SUPPLIED DATA —

PR #430, opened 2016-12-07
Fix for connecting elder ios devices

mexmer:
iOS 5 and iOS 4 devices (tested) have problem with autonegotiation of SSL protocol version when enabling secure connection.

This will force using SSL3 on this devices (actually patch will force SSLv3 on all devices prior TLS1 support - eg. prior iOS 9).

Solution is suboptimal, since it queries iOS version every time you try to enable SSL, optimal will be, if iOS major number is stored in one of structures used, and queried only on device connect.

code is written to support compilation with openssl < 1.1, but also on openssl 1.1 with disabled deprecated apis

### DIFF
--- a/include/libimobiledevice/lockdown.h
+++ b/include/libimobiledevice/lockdown.h
@@ -464,6 +464,17 @@ lockdownd_error_t lockdownd_data_classes_free(char **classes);
  */
 lockdownd_error_t lockdownd_service_descriptor_free(lockdownd_service_descriptor_t service);
 
+/**
+ * Returns the iOS version of the device from lockdownd.
+ *
+ * @param client An initialized lockdownd client.
+ * @param udid Holds the iOS version string of the device. The caller is responsible
+ *  for freeing the memory.
+ *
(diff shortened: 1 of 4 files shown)


mexmer:
@FunkyM if you have any thoughs where to put OSMajor version, instead of this, let me know.

In our software we query osMajor version upon device detecion (connection to computer), and is store in device connection object.

iOS version is one of values you can query regardless device is locked or not.

nikias:
@mexmer I tried latest git HEAD on ubuntu, with GnuTLS and OpenSSL, and both work with an iPhone 4 on iOS 5.0.1 without issues. The code is using TLSv1_method() now. Have you tried it?

nikias:
I tried with OpenSSL 1.0.2g

mexmer:
my version was 1.0.1k have not tested 1.0.2, since i moved to 1.1 from 1.0.1

mexmer:
with 1.0.2 as well as 1.1 it's working without issues. maybe there was problem with autonegotiation in 1.0.1 ... closing PR, since it's not needed.

PR #446, opened 2017-01-02
Improve usage of gnutls library

nmav:


nikias:
Have you checked if this works with older devices/iOS versions?

nmav:
No. However, this change shouldn't affect older devices or iOS versions. TLS1.0 and AES (the ciphers in the previous string) are enabled by the gnutls_set_default_priority().

mexmer:
since autonegotiation with TLS 1.2 enabled breaks compatibility with elder iOS devices, i believe this will do so also. @nmav please retest your solution with iOS device running iOS 5 or lower.

nmav:
Hmmm, in that case I withdraw that part of the patch. Let's handle it when the time comes.

mexmer:
@nmav you might wait for saurik to retest. i compile libimobile and related stuff against openssl, so can't test your stuff without completely rebuilding everything.

nikias:
Merged to master after rebase.

PR #1292, opened 2022-03-26
Add bluetooth packet logger (2)

mringwal:
This is an extension of https://github.com/libimobiledevice/libimobiledevice/pull/1125

I've realized that while I've mentioned my code additions, I never provided a full link / pr for that, so here is it now. 
It comes in two flavours: with and without support for BTsnoop/PCAP files. The latter requires a dependency on libpcap, that's why the last commit rmoves support for libpcap to make it easier to merge this without much hassle.

If the last commit is dropped/ignored, BTsnoop/PCAP file format is supported but this requires a new depedency.

### DIFF
--- a/README.md
+++ b/README.md
@@ -128,6 +128,7 @@ The library bundles the following command-line utilities in the tools directory:
 | `idevice_id`               | List attached devices or print device name of given device         |
 | `idevicebackup`            | Create or restore backup for devices (legacy)                      |
 | `idevicebackup2`           | Create or restore backups for devices running iOS 4 or later       |
+| `idevicebtlogger`          | Capture Bluetooth HCI traffic from a device (requires log profile) |
 | `idevicecrashreport`       | Retrieve crash reports from a device                               |
 | `idevicedate`              | Display the current date or set it on a device                     |
 | `idevicedebug`             | Interact with the debugserver service of a device                  |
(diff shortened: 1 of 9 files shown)


nikias:
@mringwal can Wireshark read PacketLogger format?

mringwal:
> @mringwal can Wireshark read PacketLogger format?

Yes. (Both file formats are eventually processed by the same HCI dissectors.)

mringwal:
yupp. live feedback only seems possible via PCPA/BTsnoop format :(

Choices:
- drop PCAP and live-feedback
- add libpcap dependency
- implement PCAP format without libpcap (some work)

nikias:
@mringwal deal :)
I would even be ok with a configure time selection of PCAP/no PCAP support depending on the availability of libpcap, but then there will always be tons of complaints about stuff not working, so I prefer your offer :)

mringwal:
Ok, stay tuned. I guess I'll have something towards the end of the week.

nikias:
No rush, take your time!

mringwal:
@nikias Probably ready now. I've tested logging into PCAP file for Wireshark and also managed to actually pipe the output into Wireshark for live feedback. See man.

nikias:
@mringwal great stuff! @doggkruse I'd like to put your full name and email into the commits; I DMed you on Twitter, so kindly respond :)

nikias:
Merged with df1da523f76fb03a9a73abdfc07a366331009819.

PR #1331, opened 2022-06-20
Windows replaces ssize_t with SSIZE_T

xanadu-lee:
When compiling with MSVC on Windows, there is no ssize_t type.
But there is a type with the same name capitalized, so we use conditional compilation for now.

### DIFF
--- a/include/libimobiledevice/mobile_image_mounter.h
+++ b/include/libimobiledevice/mobile_image_mounter.h
@@ -30,6 +30,9 @@ extern "C" {
 
 #include <libimobiledevice/libimobiledevice.h>
 #include <libimobiledevice/lockdown.h>
+#if defined(_WIN32)
+#include <windows.h>
+#endif
 
 /** Service identifier passed to lockdownd_start_service() to start the mobile image mounter service */
 #define MOBILE_IMAGE_MOUNTER_SERVICE_NAME "com.apple.mobile.mobile_image_mounter"
@@ -49,7 +52,11 @@ typedef struct mobile_image_mounter_client_private mobile_image_mounter_client_p
 typedef mobile_image_mounter_client_private *mobile_image_mounter_client_t; /**< The client handle. */
 
 /** callback for image upload */
+#if defined(_WIN32)
+typedef SSIZE_T (*mobile_image_mounter_upload_cb_t) (void* buffer, size_t length, void *user_data);
+#else
 typedef ssize_t (*mobile_image_mounter_upload_cb_t) (void* buffer, size_t length, void *user_data);
+#endif
 
 /* Interface */
 


mexmer:
SSIZE_T is MSVC specific, not windows platform specific. this will not compile under msys2 or cygwin.

mexmer:
how are you compiling it, because this should not be needed under cygwin/msys, in fact it will create problems when using cmake.

also SSIZE_T is not defined in windows.h, if you want to go with SSIZE_T, you should include <BaseTsd.h> instead, to minimize included header.

xanadu-lee:
I use Mingw32 to compile libimobiledevice.
Invoke this library using MSVC-CMake

xanadu-lee:
When I use MinGW to compile the library, using MSVC's program calls, the situation is different.
MinGW doesn't define MSC_VER, it defines WIN32.
It causes MinGW to use ssize_t, but MSVC to use SSIZE_T.
Detailed output is in the file below.

As for <Windows.h> vs <BaseTsd.h> , I think you're right.
Just out of habit, under Windows platform, <Windows.h> is generally included.

Are none of you using MSVC?
[mingw-gcc.txt](https://github.com/libimobiledevice/libimobiledevice/files/8964956/mingw-gcc.txt)

mexmer:
for MSVC compilation i created visual studio project, and link libimobiledevice,libplist,libimobiledevice-glue as static libs, but most time i compile inside msys2 with gcc, because that's easiest to get this working on windows.

xanadu-lee:
I think you don't quite understand what I mean.
You can't ask people to force the use of static libraries on MSVC.
For example, I can only use it on MinGW (Windows platform) at present, but my other projects are compiled by MSVC, including linking the QT library.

ACTIVITY — An exact copy of the lines above between the line holding "or restore backups" and the line holding "Yes. (Both file", inclusive, is the whole answer.

OUTPUT FOR THIS TASK —
 | `idevicebackup2`           | Create or restore backups for devices running iOS 4 or later       |
+| `idevicebtlogger`          | Capture Bluetooth HCI traffic from a device (requires log profile) |
 | `idevicecrashreport`       | Retrieve crash reports from a device                               |
 | `idevicedate`              | Display the current date or set it on a device                     |
 | `idevicedebug`             | Interact with the debugserver service of a device                  |
(diff shortened: 1 of 9 files shown)


nikias:
@mringwal can Wireshark read PacketLogger format?

mringwal:
> @mringwal can Wireshark read PacketLogger format?

Yes. (Both file formats are eventually processed by the same HCI dissectors.)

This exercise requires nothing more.